> _Available records_:

PR #1617, opened 2023-10-30
chore(components): Update the Combobox test to follow the new API

darryltec:
## Motivations

This rewrites the test to follow the new API and assumes the old compound components are no more. It would be easier to review this via editor mode (press `.`) and look for the file there as the file has completely changed.

### Added

- 

### Changed

- Combobox test to reflect the new API and tests more of the user interaction

### Deprecated

- 

### Removed

- 

### Fixed

- 

### Security

- 

## Testing

---

Random photo of Atlantis

### DIFF
--- a/packages/components/src/Combobox/Combobox.test.tsx
+++ b/packages/components/src/Combobox/Combobox.test.tsx
@@ -1,532 +1,339 @@
 import React from "react";
-import { cleanup, fireEvent, render, screen } from "@testing-library/react";
-import { ComboboxOption } from "./Combobox.types";
+import { render, screen } from "@testing-library/react";
+import { userEvent } from "@testing-library/user-event";
 import { Combobox } from "./Combobox";
+import { ComboboxOption } from "./Combobox.types";
 import {
   COMBOBOX_OPTION_AND_CONTENT_EXISTS_ERROR,
   COMBOBOX_TRIGGER_COUNT_ERROR_MESSAGE,
 } from "./hooks/useComboboxValidation";
-import { Chip } from "../Chip";
+import { Button } from "../Button";
 
 // jsdom is missing this implementation
 const scrollIntoViewMock = jest.fn();
 window.HTMLElement.prototype.scrollIntoView = scrollIntoViewMock;
 
-afterEach(cleanup);
+const MENU_TEST_ID = "ATL-Combobox-Content";
+const OVERLAY_TEST_ID = "ATL-Combobox-Overlay";
 
-describe("Combobox validation", () => {
-  it("renders without error if the correct count and composition of elements are present", () => {
-    expect(() => {
-      render(
-        <Combobox>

> _Exercise requirements_: The records shown above are to be retyped exactly, with none omitted.

> _Output of the task_:
PR #1617, opened 2023-10-30
chore(components): Update the Combobox test to follow the new API

darryltec:
## Motivations

This rewrites the test to follow the new API and assumes the old compound components are no more. It would be easier to review this via editor mode (press `.`) and look for the file there as the file has completely changed.

### Added

- 

### Changed

- Combobox test to reflect the new API and tests more of the user interaction

### Deprecated

- 

### Removed

- 

### Fixed

- 

### Security

- 

## Testing

---

Random photo of Atlantis

### DIFF
--- a/packages/components/src/Combobox/Combobox.test.tsx
+++ b/packages/components/src/Combobox/Combobox.test.tsx
@@ -1,532 +1,339 @@
 import React from "react";
-import { cleanup, fireEvent, render, screen } from "@testing-library/react";
-import { ComboboxOption } from "./Combobox.types";
+import { render, screen } from "@testing-library/react";
+import { userEvent } from "@testing-library/user-event";
 import { Combobox } from "./Combobox";
+import { ComboboxOption } from "./Combobox.types";
 import {
   COMBOBOX_OPTION_AND_CONTENT_EXISTS_ERROR,
   COMBOBOX_TRIGGER_COUNT_ERROR_MESSAGE,
 } from "./hooks/useComboboxValidation";
-import { Chip } from "../Chip";
+import { Button } from "../Button";
 
 // jsdom is missing this implementation
 const scrollIntoViewMock = jest.fn();
 window.HTMLElement.prototype.scrollIntoView = scrollIntoViewMock;
 
-afterEach(cleanup);
+const MENU_TEST_ID = "ATL-Combobox-Content";
+const OVERLAY_TEST_ID = "ATL-Combobox-Overlay";
 
-describe("Combobox validation", () => {
-  it("renders without error if the correct count and composition of elements are present", () => {
-    expect(() => {
-      render(
-        <Combobox>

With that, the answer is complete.